Write out each line of the entries below that holds the word "config".

Data section START

PR #2712, opened 2019-04-07
Convert HTTP method to uppercase

lyrixx:
| Q             | A
| ------------- | ---
| Bug fix?      | no, but prevent bug in client application
| New feature?  | yes
| BC breaks?    | no
| Deprecations? | no
| Tests pass?   | yes
| Fixed tickets |
| License       | MIT
| Doc PR        |


soyuka:
Could you add a test?

composer.json
```diff
@@ -17,6 +17,7 @@
         "doctrine/inflector": "^1.0",
         "psr/cache": "^1.0",
         "psr/container": "^1.0",
+        "symfony/config": "^2.0 || ^3.0 || ^4.0",
```
teohhanhui:
```suggestion
        "symfony/config": "^3.4 || ^4.0",
```

I don't think we should support old unmaintained versions. It's just needlessly increasing our maintenance surface.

Data section END

Answer to this task =>
+        "symfony/config": "^2.0 || ^3.0 || ^4.0",
        "symfony/config": "^3.4 || ^4.0",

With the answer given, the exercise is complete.